*TASK TO CARRY OUT*:
Check each line of the data below for the word "opened", then extract the ones that have it.

Source records
--- --- ---
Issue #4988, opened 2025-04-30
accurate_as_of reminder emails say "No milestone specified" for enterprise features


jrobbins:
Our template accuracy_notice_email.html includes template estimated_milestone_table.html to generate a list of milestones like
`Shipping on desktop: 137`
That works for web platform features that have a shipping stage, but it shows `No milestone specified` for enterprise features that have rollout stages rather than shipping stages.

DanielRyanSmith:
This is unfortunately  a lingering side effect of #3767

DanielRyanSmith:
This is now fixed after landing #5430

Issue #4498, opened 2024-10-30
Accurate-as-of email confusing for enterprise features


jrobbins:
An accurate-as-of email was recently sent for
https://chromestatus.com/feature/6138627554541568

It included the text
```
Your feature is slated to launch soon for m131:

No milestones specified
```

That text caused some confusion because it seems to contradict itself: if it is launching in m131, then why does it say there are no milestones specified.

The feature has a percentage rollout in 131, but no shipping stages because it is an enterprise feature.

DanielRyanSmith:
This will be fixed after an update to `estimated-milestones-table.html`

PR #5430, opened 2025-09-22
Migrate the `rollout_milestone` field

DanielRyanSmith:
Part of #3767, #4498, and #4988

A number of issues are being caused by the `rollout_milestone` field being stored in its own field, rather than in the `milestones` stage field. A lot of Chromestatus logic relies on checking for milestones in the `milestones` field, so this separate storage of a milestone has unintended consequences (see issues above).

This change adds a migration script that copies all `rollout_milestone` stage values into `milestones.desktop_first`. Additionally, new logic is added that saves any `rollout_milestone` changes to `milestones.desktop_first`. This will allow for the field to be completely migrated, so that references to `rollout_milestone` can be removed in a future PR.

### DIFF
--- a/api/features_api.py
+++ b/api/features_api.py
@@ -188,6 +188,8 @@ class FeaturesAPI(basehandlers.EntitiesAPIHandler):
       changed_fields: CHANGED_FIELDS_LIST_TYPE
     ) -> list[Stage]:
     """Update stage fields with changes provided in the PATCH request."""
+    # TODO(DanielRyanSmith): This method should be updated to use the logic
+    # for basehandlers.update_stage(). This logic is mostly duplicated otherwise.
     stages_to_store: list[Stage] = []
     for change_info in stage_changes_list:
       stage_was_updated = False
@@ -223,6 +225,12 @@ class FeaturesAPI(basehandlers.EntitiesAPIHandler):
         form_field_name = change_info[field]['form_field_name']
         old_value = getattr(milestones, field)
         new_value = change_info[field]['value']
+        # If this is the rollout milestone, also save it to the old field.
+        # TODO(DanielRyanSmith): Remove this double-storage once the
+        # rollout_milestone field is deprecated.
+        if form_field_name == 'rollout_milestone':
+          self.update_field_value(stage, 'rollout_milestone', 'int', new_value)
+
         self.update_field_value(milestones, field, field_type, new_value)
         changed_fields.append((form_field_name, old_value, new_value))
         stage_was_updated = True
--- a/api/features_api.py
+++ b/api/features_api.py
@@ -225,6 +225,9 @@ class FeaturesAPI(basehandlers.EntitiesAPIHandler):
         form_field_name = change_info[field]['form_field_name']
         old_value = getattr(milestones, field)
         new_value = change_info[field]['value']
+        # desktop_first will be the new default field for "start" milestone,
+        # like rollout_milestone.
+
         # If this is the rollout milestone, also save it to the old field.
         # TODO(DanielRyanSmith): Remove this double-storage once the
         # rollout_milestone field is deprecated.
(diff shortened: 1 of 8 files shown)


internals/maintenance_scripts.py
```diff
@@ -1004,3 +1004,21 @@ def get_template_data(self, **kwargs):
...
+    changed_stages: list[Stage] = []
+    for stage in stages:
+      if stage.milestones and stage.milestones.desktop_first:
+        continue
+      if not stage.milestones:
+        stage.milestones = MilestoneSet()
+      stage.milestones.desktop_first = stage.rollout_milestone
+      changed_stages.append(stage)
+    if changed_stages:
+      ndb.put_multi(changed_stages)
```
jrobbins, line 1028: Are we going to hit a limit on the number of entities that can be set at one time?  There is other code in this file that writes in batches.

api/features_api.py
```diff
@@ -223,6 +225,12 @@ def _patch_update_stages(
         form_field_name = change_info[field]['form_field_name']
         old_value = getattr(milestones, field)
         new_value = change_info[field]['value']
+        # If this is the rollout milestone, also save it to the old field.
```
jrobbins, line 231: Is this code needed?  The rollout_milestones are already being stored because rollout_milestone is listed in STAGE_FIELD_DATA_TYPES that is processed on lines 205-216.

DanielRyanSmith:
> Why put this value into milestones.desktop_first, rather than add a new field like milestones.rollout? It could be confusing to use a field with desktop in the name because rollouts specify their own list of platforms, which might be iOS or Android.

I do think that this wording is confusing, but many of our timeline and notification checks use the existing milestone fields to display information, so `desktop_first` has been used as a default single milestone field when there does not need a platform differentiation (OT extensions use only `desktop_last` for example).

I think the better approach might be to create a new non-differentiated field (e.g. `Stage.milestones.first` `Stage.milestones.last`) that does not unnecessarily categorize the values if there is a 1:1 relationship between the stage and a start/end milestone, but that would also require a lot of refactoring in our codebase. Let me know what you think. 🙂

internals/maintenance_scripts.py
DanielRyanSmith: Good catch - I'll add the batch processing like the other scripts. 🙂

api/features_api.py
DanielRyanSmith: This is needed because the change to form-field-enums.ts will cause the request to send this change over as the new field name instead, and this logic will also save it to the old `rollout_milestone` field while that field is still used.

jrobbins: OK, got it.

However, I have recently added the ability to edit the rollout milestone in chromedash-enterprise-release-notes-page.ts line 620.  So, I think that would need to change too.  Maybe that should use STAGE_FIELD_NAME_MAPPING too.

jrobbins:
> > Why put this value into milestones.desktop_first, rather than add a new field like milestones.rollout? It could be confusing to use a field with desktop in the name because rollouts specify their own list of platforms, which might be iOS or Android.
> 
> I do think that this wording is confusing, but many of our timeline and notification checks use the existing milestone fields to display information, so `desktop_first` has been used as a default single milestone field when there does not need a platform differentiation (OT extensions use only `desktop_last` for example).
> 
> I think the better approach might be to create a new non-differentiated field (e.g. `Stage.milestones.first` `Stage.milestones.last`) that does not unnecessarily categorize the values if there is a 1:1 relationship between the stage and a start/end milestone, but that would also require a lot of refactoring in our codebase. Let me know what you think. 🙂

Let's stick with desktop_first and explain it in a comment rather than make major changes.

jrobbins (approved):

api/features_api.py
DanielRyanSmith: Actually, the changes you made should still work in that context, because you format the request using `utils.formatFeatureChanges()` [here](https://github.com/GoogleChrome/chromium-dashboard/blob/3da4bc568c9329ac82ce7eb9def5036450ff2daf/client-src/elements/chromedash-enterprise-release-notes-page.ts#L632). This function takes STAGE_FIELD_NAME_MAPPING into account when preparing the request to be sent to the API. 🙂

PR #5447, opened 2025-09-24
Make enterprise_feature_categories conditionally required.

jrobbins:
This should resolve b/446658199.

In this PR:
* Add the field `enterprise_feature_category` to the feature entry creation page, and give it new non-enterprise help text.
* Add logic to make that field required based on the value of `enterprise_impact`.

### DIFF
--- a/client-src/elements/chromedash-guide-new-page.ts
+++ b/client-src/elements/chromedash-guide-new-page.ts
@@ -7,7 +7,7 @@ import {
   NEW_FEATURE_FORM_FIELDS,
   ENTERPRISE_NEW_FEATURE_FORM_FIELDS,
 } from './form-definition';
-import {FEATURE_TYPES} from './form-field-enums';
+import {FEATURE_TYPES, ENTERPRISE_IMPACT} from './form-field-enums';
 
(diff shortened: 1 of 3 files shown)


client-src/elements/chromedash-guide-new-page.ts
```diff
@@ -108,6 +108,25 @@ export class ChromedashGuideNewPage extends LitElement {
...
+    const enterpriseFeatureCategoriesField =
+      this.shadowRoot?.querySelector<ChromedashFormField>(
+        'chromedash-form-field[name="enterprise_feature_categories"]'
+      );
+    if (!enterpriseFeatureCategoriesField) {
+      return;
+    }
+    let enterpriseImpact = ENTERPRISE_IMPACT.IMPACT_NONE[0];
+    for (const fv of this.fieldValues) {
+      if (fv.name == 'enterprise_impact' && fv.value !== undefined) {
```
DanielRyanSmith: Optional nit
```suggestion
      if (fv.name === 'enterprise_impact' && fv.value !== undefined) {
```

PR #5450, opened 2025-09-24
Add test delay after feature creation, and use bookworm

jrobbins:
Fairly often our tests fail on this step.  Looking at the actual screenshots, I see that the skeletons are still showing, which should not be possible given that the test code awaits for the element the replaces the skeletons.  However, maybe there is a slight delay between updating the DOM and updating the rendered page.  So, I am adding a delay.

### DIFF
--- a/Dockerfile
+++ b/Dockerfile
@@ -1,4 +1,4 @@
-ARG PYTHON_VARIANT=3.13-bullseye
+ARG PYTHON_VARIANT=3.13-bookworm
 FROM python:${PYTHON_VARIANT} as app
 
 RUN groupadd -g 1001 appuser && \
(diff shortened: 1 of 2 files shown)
--- --- ---
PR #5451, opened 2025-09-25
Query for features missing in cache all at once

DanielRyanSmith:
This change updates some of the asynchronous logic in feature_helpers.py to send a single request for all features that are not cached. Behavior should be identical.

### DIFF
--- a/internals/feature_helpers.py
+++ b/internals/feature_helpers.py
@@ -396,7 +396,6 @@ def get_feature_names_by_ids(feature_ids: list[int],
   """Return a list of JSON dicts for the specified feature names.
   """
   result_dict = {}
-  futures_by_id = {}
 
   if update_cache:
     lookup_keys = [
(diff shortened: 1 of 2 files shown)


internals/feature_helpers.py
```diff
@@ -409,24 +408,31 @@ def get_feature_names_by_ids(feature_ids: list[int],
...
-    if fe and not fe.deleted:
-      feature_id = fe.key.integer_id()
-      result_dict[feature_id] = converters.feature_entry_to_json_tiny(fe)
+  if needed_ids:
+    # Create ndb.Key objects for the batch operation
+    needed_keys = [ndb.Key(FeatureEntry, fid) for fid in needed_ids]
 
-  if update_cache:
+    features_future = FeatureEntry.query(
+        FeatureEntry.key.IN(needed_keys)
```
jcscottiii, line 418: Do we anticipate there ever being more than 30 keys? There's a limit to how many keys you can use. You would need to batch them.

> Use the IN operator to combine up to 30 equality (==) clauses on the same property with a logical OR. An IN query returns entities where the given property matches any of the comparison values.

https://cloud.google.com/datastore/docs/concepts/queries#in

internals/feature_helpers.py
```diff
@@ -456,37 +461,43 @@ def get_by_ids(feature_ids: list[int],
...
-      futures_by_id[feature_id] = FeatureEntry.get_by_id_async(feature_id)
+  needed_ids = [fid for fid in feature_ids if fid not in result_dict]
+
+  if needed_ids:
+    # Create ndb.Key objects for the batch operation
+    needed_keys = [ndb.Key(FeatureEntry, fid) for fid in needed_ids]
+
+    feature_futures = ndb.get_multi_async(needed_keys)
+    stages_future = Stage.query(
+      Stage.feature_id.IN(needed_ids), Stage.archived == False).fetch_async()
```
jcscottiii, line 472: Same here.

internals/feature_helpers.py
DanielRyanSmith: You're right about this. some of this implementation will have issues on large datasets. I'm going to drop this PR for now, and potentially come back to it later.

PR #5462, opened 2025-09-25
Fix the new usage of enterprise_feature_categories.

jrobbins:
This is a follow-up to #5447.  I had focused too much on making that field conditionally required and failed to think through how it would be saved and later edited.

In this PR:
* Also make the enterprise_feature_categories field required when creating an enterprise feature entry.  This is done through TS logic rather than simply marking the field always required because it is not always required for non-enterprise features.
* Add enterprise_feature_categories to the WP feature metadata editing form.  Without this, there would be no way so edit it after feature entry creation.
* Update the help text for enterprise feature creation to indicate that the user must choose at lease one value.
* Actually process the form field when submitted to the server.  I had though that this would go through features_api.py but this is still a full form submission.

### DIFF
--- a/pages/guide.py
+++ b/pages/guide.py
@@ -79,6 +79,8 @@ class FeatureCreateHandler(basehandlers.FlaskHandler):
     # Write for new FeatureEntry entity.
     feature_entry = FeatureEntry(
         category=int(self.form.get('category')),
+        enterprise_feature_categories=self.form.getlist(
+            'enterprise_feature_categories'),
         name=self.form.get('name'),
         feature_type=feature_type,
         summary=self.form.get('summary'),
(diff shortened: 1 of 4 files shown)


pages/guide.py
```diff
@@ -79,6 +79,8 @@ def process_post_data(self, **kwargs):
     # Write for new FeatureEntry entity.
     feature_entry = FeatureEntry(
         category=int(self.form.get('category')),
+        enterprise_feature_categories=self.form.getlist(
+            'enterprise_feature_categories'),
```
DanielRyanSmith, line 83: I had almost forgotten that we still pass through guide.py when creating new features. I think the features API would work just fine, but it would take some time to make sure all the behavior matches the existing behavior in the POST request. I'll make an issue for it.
--- --- ---
*RESPONSE FOR THIS EXERCISE*:
Issue #4988, opened 2025-04-30
Issue #4498, opened 2024-10-30
PR #5430, opened 2025-09-22
PR #5447, opened 2025-09-24
PR #5450, opened 2025-09-24
PR #5451, opened 2025-09-25
PR #5462, opened 2025-09-25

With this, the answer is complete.